Entsorgungsfirmen können mit sogenannten Fehleinwürfen nichts anfangen, denn sie sind teuer zu entsorgen und stören den Sortiervorgang. Beispiele: Christbaumnetze (bleiben im Sortierband hängen), Elektroaltgeräte, Gartenabfallsäcke und Gartenschläuche, Hartkunststoffe, Infusionsschläuche /-beutel, Kleidung, Kunststoffbänder (bleiben im Sortierband hängen), nicht restentleerte Spraydosen, Restmüll Schläuche aller Art, Schuhe, Speisereste, Spielzeuge mit Batterien/Akkus, Videokassetten, Windeln.

Blaue Müllsäcke sind für die Entsorgung von Leichtverpackungen nicht erlaubt. Sie sind zu dick, zu schwer und nicht durchsichtig wie die Gelben Säcke.
  • Wo entsorge ich Spielzeug oder eine Salatschüssel aus Plastik?

Dabei handelt es sich um langlebige Gebrauchsgegenstände aus Kunststoff, welche keinesfalls über den Gelben Sack entsorgt werden dürfen. Die Stadt unterhält jedoch dazu einen Sammelcontainer für Hartkunststoffe am Wertstoffhof in der Vohenstraußer Straße. Dort können z.B. langlebige Produkte aus Hartplastikteile, wie Regenwasserfass, Wäschewanne, Blumenkasten oder andere Formteile dieser Art sowie Spielzeug aus hartem Plastik von allen Weidener Haushaltungen entsorgt werden.

  • Wer bezahlt den Gelben Sack?

Der Verbraucher! Zunächst entrichten Hersteller und Produzenten ein sogenanntes Lizenzentgelte für ihre Verpackungen an die Dualen Systeme. Sind die befüllten Verpackungen im Handel angekommen, enthält ihr Verkaufspreis die Entsorgungskosten über den Gelben Sack. Schon deshalb sollten die Verkaufsverpackungen grundsätzlich nicht in die Restmülltonne!

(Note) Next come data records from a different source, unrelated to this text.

PR #2409, opened 2024-06-25
feat: Disabled reason for Button and ButtonDropdown

georgylobko:
### Description

Introduced disabled reason for Button and ButtonDropdown components

Related links, issue #, if available: n/a

### How has this been tested?

<details>
   <summary>Review checklist</summary>

_The following items are to be evaluated by the author(s) and the reviewer(s)._

#### Correctness

- _Changes include appropriate documentation updates._
- _Changes are backward-compatible if not indicated, see [`CONTRIBUTING.md`](https://github.com/cloudscape-design/components/blob/main/CONTRIBUTING.md#public-apis)._
- _Changes do not include unsupported browser features, see [`CONTRIBUTING.md`](https://github.com/cloudscape-design/components/blob/main/CONTRIBUTING.md#browsers-support)._
- _Changes were manually tested for accessibility, see [accessibility guidelines](https://cloudscape.design/foundation/core-principles/accessibility/)._

#### Security

- _If the code handles URLs: all URLs are validated through [the `checkSafeUrl` function](https://github.com/cloudscape-design/components/blob/main/src/internal/utils/check-safe-url.ts)._

#### Testing

- _Changes are covered with new/existing unit tests?_
- _Changes are covered with new/existing integration tests?_
</details>

---

By submitting this pull request, I confirm that you can use, modify, copy, and redistribute this contribution, under the terms of your choice.

PR #2412, opened 2024-06-25
feat: Disabled reason for Select and Multiselect

georgylobko:
### Description

### How has this been tested?

<details>

#### Correctness

#### Security

#### Testing

</details>

---

### DIFF
--- a/pages/multiselect/disabled-reason.page.tsx
+++ b/pages/multiselect/disabled-reason.page.tsx
@@ -1,0 +1,40 @@
+// Copyright Amazon.com, Inc. or its affiliates. All Rights Reserved.
+// SPDX-License-Identifier: Apache-2.0
+import * as React from 'react';
+import Multiselect, { MultiselectProps } from '~components/multiselect';
+import Box from '~components/box';
+import ScreenshotArea from '../utils/screenshot-area';
+
+const options: MultiselectProps.Options = [
+  { value: 'first', label: 'Simple' },
+  { value: 'second', label: 'With small icon', iconName: 'folder' },
+  {
+    value: 'third',
+    label: 'With big icon icon',
+    description: 'Very big option',
+    iconName: 'heart',
+    disabled: true,
+    disabledReason: 'disabled reason',
+  },
+  {
+    label: 'Option group',
+    options: [{ value: 'forth', label: 'Nested option' }],
+    disabled: true,
+    disabledReason: 'disabled reason',
+  },
+];
+
+export default function SelectPage() {
+  return (
+    <article>
+      <ScreenshotArea>
+        <Box variant="h1">Multiselect with disabled reason</Box>
+        <Box padding="l">
+          <div style={{ width: '400px' }}>
+            <Multiselect placeholder="Choose option" selectedOptions={[]} options={options} />
+          </div>
+        </Box>
+      </ScreenshotArea>
+    </article>
+  );
+}
--- a/src/internal/components/selectable-item/index.tsx
+++ b/src/internal/components/selectable-item/index.tsx
@@ -22,6 +22,7 @@ export type SelectableItemProps = BaseComponentProps & {
   ariaPosinset?: number;
   ariaSetsize?: number;
   highlightType?: HighlightType['type'];
+  'aria-describedby'?: string;
 } & ({ ariaSelected?: boolean; ariaChecked?: never } | { ariaSelected?: never; ariaChecked?: boolean | 'mixed' });
 
 const SelectableItem = (
@@ -108,6 +109,10 @@ const SelectableItem = (
   if (ariaPosinset && ariaSetsize) {
     a11yProperties['aria-posinset'] = ariaPosinset;
     a11yProperties['aria-setsize'] = ariaSetsize;
+  }
+
+  if (restProps['aria-describedby']) {
+    a11yProperties['aria-describedby'] = restProps['aria-describedby'];
   }
 
   return (
--- a/src/internal/components/tooltip/index.tsx
+++ b/src/internal/components/tooltip/index.tsx
@@ -9,15 +9,23 @@ import PopoverBody from '../../../popover/body';
 import Portal from '../portal';
 import popoverStyles from '../../../popover/styles.css.js';
 import styles from './styles.css.js';
+import { PopoverProps } from '../../../../lib/components';
 
 export interface TooltipProps {
   value: number | string;
   trackRef: React.RefObject<HTMLElement | SVGElement>;
+  position?: PopoverProps.Position;
   className?: string;
   contentAttributes?: React.HTMLAttributes<HTMLDivElement>;
 }
 
-export default function Tooltip({ value, trackRef, className, contentAttributes = {} }: TooltipProps) {
+export default function Tooltip({
+  value,
+  trackRef,
+  className,
+  contentAttributes = {},
+  position = 'top',
+}: TooltipProps) {
   return (
     <Portal>
       <div className={clsx(styles.root, className)} {...contentAttributes}>
@@ -28,7 +36,7 @@ export default function Tooltip({ value, trackRef, className, contentAttributes 
               trackKey={value}
               size="small"
               fixedWidth={false}
-              position="top"
+              position={position}
               arrow={position => (
                 <div className={clsx(popoverStyles.arrow, popoverStyles[`arrow-position-${position}`])}>
                   <div className={popoverStyles['arrow-outer']} />
--- a/src/internal/components/tooltip/index.tsx
+++ b/src/internal/components/tooltip/index.tsx
@@ -7,9 +7,9 @@ import { Transition } from '../transition';
 import PopoverContainer from '../../../popover/container';
 import PopoverBody from '../../../popover/body';
 import Portal from '../portal';
+import { PopoverProps } from '../../../popover/interfaces';
 import popoverStyles from '../../../popover/styles.css.js';
 import styles from './styles.css.js';
-import { PopoverProps } from '../../../../lib/components';
 
 export interface TooltipProps {
   value: number | string;
--- a/src/internal/components/tooltip/index.tsx
+++ b/src/internal/components/tooltip/index.tsx
@@ -13,13 +13,14 @@ import styles from './styles.css.js';
 export interface TooltipProps {
   value: number | string;
   trackRef: React.RefObject<HTMLElement | SVGElement>;
+  className?: string;
   contentAttributes?: React.HTMLAttributes<HTMLDivElement>;
 }
 
-export default function Tooltip({ value, trackRef, contentAttributes = {} }: TooltipProps) {
+export default function Tooltip({ value, trackRef, className, contentAttributes = {} }: TooltipProps) {
   return (
     <Portal>
-      <div className={styles.root} {...contentAttributes}>
+      <div className={clsx(styles.root, className)} {...contentAttributes}>
         <Transition in={true}>
           {() => (
             <PopoverContainer
--- a/src/select/__tests__/select.test.tsx
+++ b/src/select/__tests__/select.test.tsx
@@ -1,6 +1,7 @@
 // Copyright Amazon.com, Inc. or its affiliates. All Rights Reserved.
 // SPDX-License-Identifier: Apache-2.0
 import * as React from 'react';
+import ReactDOM from 'react-dom';
 import { render, waitFor } from '@testing-library/react';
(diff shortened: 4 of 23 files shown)


pages/multiselect/disabled-reason.page.tsx
```diff
@@ -0,0 +1,40 @@
...
+    label: 'Option group',
+    options: [{ value: 'forth', label: 'Nested option' }],
+    disabled: true,
+    disabledReason: 'disabled reason',
+  },
+];
+
+export default function MultiselectPage() {
+  return (
+    <article>
```
just-boris, line 29: I do not think this element is needed. Same on other pages

src/internal/components/tooltip/index.tsx
```diff
@@ -7,27 +7,36 @@ import { Transition } from '../transition';
 import PopoverContainer from '../../../popover/container';
 import PopoverBody from '../../../popover/body';
 import Portal from '../portal';
+import { PopoverProps } from '../../../popover/interfaces';
```
just-boris, line 10: Depending internal component on public feels wrong.

How about moving the type here and re-export it in popover? See [`OptionDefinition`](https://github.com/search?q=repo%3Acloudscape-design%2Fcomponents%20optiondefinition&type=code) for a similar treatment

src/select/__tests__/select.test.tsx
```diff
@@ -450,6 +451,162 @@ describe.each([false, true])('expandToViewport=%s', expandToViewport => {
       wrapper.openDropdown();
       expect(wrapper.findDropdown({ expandToViewport })?.findOpenDropdown()).toBeFalsy();
     });
+
+    describe('Disabled item with reason', () => {
+      beforeEach(() => {
+        jest.spyOn(ReactDOM, 'createPortal').mockImplementation((element: any) => element);
```
just-boris, line 457: Same as in another thread https://github.com/cloudscape-design/components/pull/2409#discussion_r1656631973

Need a better solution

src/select/__tests__/select.test.tsx
```diff
@@ -450,6 +451,162 @@ describe.each([false, true])('expandToViewport=%s', expandToViewport => {
...
+            if (index === 0) {
+              return {
+                ...item,
+                disabled: true,
+              };
+            }
+
+            return item;
+          }),
+        });
```
just-boris, line 494: I think at this point it is simpler to create your own copy of props than deriving them from defailt.

Compare:

```js
renderSelect({
   option: [{ label: 'Disabled for no reason ', value: 'foo', disabled: true }]
})
``` 

Why is extra complexity?

(same applies to all `defaultOptions.map` in this file)

src/select/__tests__/select.test.tsx
```diff
@@ -450,6 +451,162 @@ describe.each([false, true])('expandToViewport=%s', expandToViewport => {
...
+        wrapper.openDropdown();
+
+        expect(wrapper.findDropdown().findSelectableItem(1)!.getElement()).toHaveAttribute('aria-describedby');
+      });
+
+      test('has hidden element (linked to aria-describedby) with disabledReason', () => {
```
just-boris, line 569: Can this be merged with another test rendering the same props configuration?

src/select/__tests__/select.test.tsx
```diff
@@ -450,6 +451,162 @@ describe.each([false, true])('expandToViewport=%s', expandToViewport => {
...
+                disabledReason: 'disabled reason',
+              };
+            }
+
+            return item;
+          }),
+        });
+        wrapper.openDropdown();
+        wrapper.selectOptionByValue('1');
+        expect(onChange).not.toHaveBeenCalled();
```
just-boris, line 607: Should we also assert if the dropdown closes or not?

src/select/parts/item.tsx
```diff
@@ -50,6 +53,14 @@ const Item = (
   const isChild = option.type === 'child';
   const wrappedOption: OptionDefinition = option.option;
   const disabled = option.disabled || wrappedOption.disabled;
+  const disabledReason =
+    disabled && (option.disabledReason || wrappedOption.disabledReason)
+      ? option.disabledReason || wrappedOption.disabledReason
+      : '';
```
just-boris, line 59: Why do you need to check both `option` and `wrappedOption`?

src/test-utils/dom/internal/dropdown-host.ts
```diff
@@ -154,6 +155,18 @@ export class DropdownContentWrapper extends ComponentWrapper {
...
+   * Returns a selectable item (option wrapper) from the dropdown.
+   *
+   * @param optionIndex 1-based index of the option to select.
+   */
+  findSelectableItem(optionIndex: number): SelectableItemWrapper | null {
+    return this.findComponent(
+      `.${selectableStyles['selectable-item']}[data-test-index="${optionIndex}"]`,
+      SelectableItemWrapper
+    );
+  }
```
just-boris, line 168: There is already `.findDropdown().findOptionByValue(value)` and `.findDropdown().findOption(index)` utils.

Why does this code not use the same finders?

src/internal/components/tooltip/index.tsx
georgylobko: We use public component `Popover` inside the internal and the appropriate interface for it. How it could be beneficial to duplicate the props?

just-boris: This looks like a circular dependency, popover extends the tooltip, so all dependencies between these two components should be one direction

pages/multiselect/disabled-reason.page.tsx
georgylobko: updated

src/select/__tests__/select.test.tsx
georgylobko: updated

src/select/__tests__/select.test.tsx
georgylobko: Technically yes, but I followed "one test one assertion" pattern to keep things easier to debug if something goes wrong

src/select/__tests__/select.test.tsx
georgylobko: No. If the dropdown is closed, the select option is not shown in the screen anymore

src/select/parts/item.tsx
georgylobko: Good catch. Only `wrappedOption` could be checked. Updated

src/select/__tests__/select.test.tsx
just-boris: Not a strong opinion here, but I think deduplicating tests actually helps than reviewing multiple failed tests with the same setup config

src/select/__tests__/select.test.tsx
just-boris: Can we write an explicit assertion (or a separate test maybe): "after clicking on the disabled option, the dropdown stays open"?

src/test-utils/dom/internal/dropdown-host.ts
georgylobko: The selectable item structure is the following:
```javascript
<SelectableItem>
  <Option />
  ...
  disabled state related content
</SelectableItem>
```

These methods find child component `Option`, while the new one finds the root element to have access to disabled state content. It was implemented this way to avoid props drilling to `Option` component

just-boris: Need to look at it from customer perspective.

Imagine you already have a bunch of tests using `findOptionByValue`. How much will they be surprised that `findOptionByValue().findDisabledReason()` does not work?

I think for this part we need to get back and revisit the API design to offer something more convenient to our users.

src/internal/components/tooltip/index.tsx
georgylobko: It would be a circular dependency if the `Tooltip` component was used within the `Popover`, which is not a case. Nevertheless, moved the type in-place:

```javascript
position?: 'top' | 'right' | 'bottom' | 'left';
```

src/select/__tests__/select.test.tsx
georgylobko: We can, but how it could help us? If disabled option closes the dropdown, it means that `onChange` handler triggers as well, so this tests fails.

src/test-utils/dom/internal/dropdown-host.ts
georgylobko: I forgot to mention one important detail: `Option` component renders conditionally within `SelectableItem`, this way:
```javascript
{isParent ? (
  <span>{wrappedOption.label || wrappedOption.value}</span>
) : (
  <Option
    option={{ ...wrappedOption, disabled }}
    highlightedOption={highlighted}
    selectedOption={selected}
    highlightText={filteringValue}
  />
)}
```
If we put disabled content inside `Option` and make `findOptionByValue().findDisabledReason()` work, disabled reason won't be shown in the parent item, which is not a case. 

So we have 2 options here:
1. change `findOptionByValue` implementation to find `SelectableItem` instead of `Option`. Might make sense, but at the same time exposes additional risks, because it's a customer facing API
2. leave things as is, which is less risky. we don't know is customers will be surprised, even if they do, they can refer to testing documentation and solve this problem.

WDYT?

just-boris: I recommend putting yourself in shoes of customer and try writing some sample tests in a way how our customers use that (not for release in this PR, but just to get a sense of the API you are proposing).

When you have these tests we can look again at your PR.

georgylobko: After some research came to realize that `findDisabledReason()` could be implemented within `OptionWrapper`, because they are requested via `createWrapper()` anyway (they are rendered through react portals)

So now test utils look the following way:

```javascript
expect(
  wrapper.findDropdown().findOption(1)!.findDisabledReason()!.getElement()
).toHaveTextContent('disabled reason');
```

src/select/__tests__/select.test.tsx
just-boris: My question is not much connected to `onChange` function but testing clicking on a disabled item in general.

src/internal/components/tooltip/index.tsx
just-boris: I see that there were popover imports in this file before, but it is still good to not exacerbate the issue.

You may also want to talk with other team members about possible refactoring here

src/internal/components/selectable-item/index.tsx
```diff
@@ -22,6 +22,7 @@ export type SelectableItemProps = BaseComponentProps & {
   ariaPosinset?: number;
   ariaSetsize?: number;
   highlightType?: HighlightType['type'];
+  'aria-describedby'?: string;
```
just-boris, line 25: There is a type safety issue: https://github.com/microsoft/TypeScript/issues/32447

`aria-` and `data-` attributes are not type checked. This is why we use camel case names for all other aria props

Sorry for not spotting it earlier, but I think you want to address this issue

just-boris (commented):
Found one more issue, but other than that, can approve: https://github.com/cloudscape-design/components/pull/2412/files?w=1#r1658432407

src/internal/components/selectable-item/index.tsx
georgylobko: updated

src/select/__tests__/select.test.tsx
georgylobko: added a new test

src/select/__tests__/select.test.tsx
```diff
@@ -450,6 +450,87 @@ describe.each([false, true])('expandToViewport=%s', expandToViewport => {
...
+      });
+
+      test('click on disabled with reason option does not close dropdown', () => {
+        const { wrapper } = renderSelect({
+          options: [{ label: 'First', value: '1', disabled: true, disabledReason: 'disabled reason' }],
+        });
+        wrapper.openDropdown();
+        wrapper.selectOptionByValue('1', { expandToViewport });
+        expect(wrapper.findDropdown({ expandToViewport }).getElement()).not.toBe(null);
```
just-boris, line 531: `wrapper.findDropdown()` returns true even if it closed. There is a separate `findOpenDropdown` for that

just-boris (dismissed):

src/select/__tests__/select.test.tsx
georgylobko: updated

just-boris (approved):

timogasda (approved):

  • Muss ich Joghurtbecher auswaschen?

Nein! Der Joghurtbecher in den Geschirrspüler? Das wäre übertrieben. Selbst wenn er nicht von innen glänzt, ist der Becher im Gelben Sack gut aufgehoben. Die Nicht-perfekt-sauber-Klausel gilt auch für andere Verpackungen. Hauptsache es sind keine groben Reste in den Tetra-Paks oder Plastikbechern. Die Faustregel heißt: Reste raus. Am besten also aufessen oder austrinken. Und falls auch umfüllen nicht hilft: Flüssigkeiten weggießen und Lebensmittelreste in den Bio-Müll. Wichtig ist es jedoch, den Deckel und – wenn vorhanden – auch die Papierummantelung beim Joghurtbecher vor dem Einwurf komplett abzutrennen und gesondert zu entsorgen: Aluminiumdeckel und Kunststoffbecher in den Gelben Sack oder in die Gelbe Tonne, Ummantelung in die Papiertonne. Das gilt auch für andere Verpackungskombinationen wie etwa bei durchsichtigen Käseverpackungen, deren durchsichtige Abdeckfolie aus anderem Kunststoff besteht als die ebenfalls durchsichtige Schale. Nur so kann die Sortieranlage sicherstellen, dass die Materialien nicht verunreinigt und getrennt dem Recycling bereitgestellt werden.

Richtig und falsch - so läuft die Entsorgung der leichten Verpackungsabfälle wie Joghurtbecher, Aluschalen usw. richtig.
  • Warum muss ich bei der Sperrmüllanmeldung 10,00 Euro zuzahlen?

Es handelt sich dabei um eine Anfahrtsentschädigung, welche als Einnahme den Kostenaufwand in der Betriebsabrechnung Abfallbeseitigung wieder entlastet. Pro Jahr sind das so ca. 20.000 Euro.

  • Wann darf ich Eigenkompostierung anmelden?

Durch Eigenkompostierung soll wertvoller Kompost im eigenen Garten entstehen. Er soll Pflanzen kräftigen und gesund erhalten. Torf und Mineraldünger („Kunstdünger“) werden dadurch überflüssig. Nur wer es versteht, als gelernt hat wie Eigenkompostierung funktioniert, wird entsprechenden Erfolg haben. Wichtig: Die Eigenkompostierung wird von städt. Mitarbeitern auf ihre Funktion hin kontrolliert. Eigenkompostierer zahlen weniger Müllgebühr.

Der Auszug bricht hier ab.